**THE DATA:**
"""

PR #1212, opened 2026-09-14
feat(ame): check scalar/vector store visibility before matrix loads

yu-yake2002:
## Summary

The existing checker diagnoses matrix-store → scalar/vector-load conflicts, but does not detect matrix loads consuming scalar/vector stores without the required synchronization.

This PR adds the missing direction and renames `AME_MSTORE_ACCESS_CHECK` to `AME_MEM_ACCESS_CHECK`. The option remains disabled by default, and the existing matrix-store checks are preserved.

- Track completed scalar/vector RAM stores in a `svstore` queue and warn when a matrix load overlaps stores not yet covered by a supported visibility barrier.
- Recognize `mfence`, qualifying normal FENCE and acquire-release atomic operations, and completed same-block CBO clean/flush operations. Failed SC/AMOCAS operations do not publish stores; partial CBO coverage retains the uncovered bytes.
- Treat PBMT=IO RAM stores as belonging to both W and O fence domains.
- Add hooks for physical-memory and HostTLB accesses, bulk vector stores, and raw FP4 matrix loads.
- Check REF matrix loads in guest instruction order, before deferred AMU execution, so later stores or fences cannot change an earlier load's diagnosis.
- Keep diagnostics warning-only, reporting producer/consumer PCs, virtual and physical addresses, and access sizes. `mfence` does not replace the existing `mrelease`/`macquire` protocol for the opposite direction.

### Performance

Measured eight runs per configuration after one warmup each, alternating configurations and pinning execution to the same CPU. Host: AMD EPYC 9684X, GCC 13.3.0; CI optimization settings, including LTO and `-march=x86-64-v3`, were retained.

| Median metric | Checker off | Checker on |
| --- | ---: | ---: |
| NEMU host execution time | 1.581 s | 1.887 s |
| Guest throughput | 77.88 M instr/s | 65.27 M instr/s |
| Peak RSS | 12 MiB | 144 MiB |

Enabling both checking directions increased execution time by **19.3%**, reduced throughput by **16.2%**, and added **132 MiB** of peak RSS for this workload. This measures the combined checker overhead, not the new `svstore` tracking in isolation.

All measured runs reached GOOD TRAP with identical guest instruction counts and no warnings in either direction. The kernel contains `fence rw, rw` before matrix loads and `mrelease`/`macquire` after matrix stores, consistent with the current checker policy. No issue was detected under that policy; this is not a proof of complete memory-model correctness.


yu-yake2002:
@Gs-ygc This feature has already been implemented, and the performance overhead is within an acceptable range. XSAI-BLAS provides three test cases for NEMU, and the test here uses the one with the medium scale.

poemonsense (approved):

"""

**YOUR INSTRUCTIONS:**
Keep every word intact and transcribe the records in full.

**SOLVED PROBLEM:**
PR #1212, opened 2026-09-14
feat(ame): check scalar/vector store visibility before matrix loads

yu-yake2002:
## Summary

The existing checker diagnoses matrix-store → scalar/vector-load conflicts, but does not detect matrix loads consuming scalar/vector stores without the required synchronization.

This PR adds the missing direction and renames `AME_MSTORE_ACCESS_CHECK` to `AME_MEM_ACCESS_CHECK`. The option remains disabled by default, and the existing matrix-store checks are preserved.

- Track completed scalar/vector RAM stores in a `svstore` queue and warn when a matrix load overlaps stores not yet covered by a supported visibility barrier.
- Recognize `mfence`, qualifying normal FENCE and acquire-release atomic operations, and completed same-block CBO clean/flush operations. Failed SC/AMOCAS operations do not publish stores; partial CBO coverage retains the uncovered bytes.
- Treat PBMT=IO RAM stores as belonging to both W and O fence domains.
- Add hooks for physical-memory and HostTLB accesses, bulk vector stores, and raw FP4 matrix loads.
- Check REF matrix loads in guest instruction order, before deferred AMU execution, so later stores or fences cannot change an earlier load's diagnosis.
- Keep diagnostics warning-only, reporting producer/consumer PCs, virtual and physical addresses, and access sizes. `mfence` does not replace the existing `mrelease`/`macquire` protocol for the opposite direction.

### Performance

Measured eight runs per configuration after one warmup each, alternating configurations and pinning execution to the same CPU. Host: AMD EPYC 9684X, GCC 13.3.0; CI optimization settings, including LTO and `-march=x86-64-v3`, were retained.

| Median metric | Checker off | Checker on |
| --- | ---: | ---: |
| NEMU host execution time | 1.581 s | 1.887 s |
| Guest throughput | 77.88 M instr/s | 65.27 M instr/s |
| Peak RSS | 12 MiB | 144 MiB |

Enabling both checking directions increased execution time by **19.3%**, reduced throughput by **16.2%**, and added **132 MiB** of peak RSS for this workload. This measures the combined checker overhead, not the new `svstore` tracking in isolation.

All measured runs reached GOOD TRAP with identical guest instruction counts and no warnings in either direction. The kernel contains `fence rw, rw` before matrix loads and `mrelease`/`macquire` after matrix stores, consistent with the current checker policy. No issue was detected under that policy; this is not a proof of complete memory-model correctness.


yu-yake2002:
@Gs-ygc This feature has already been implemented, and the performance overhead is within an acceptable range. XSAI-BLAS provides three test cases for NEMU, and the test here uses the one with the medium scale.

poemonsense (approved):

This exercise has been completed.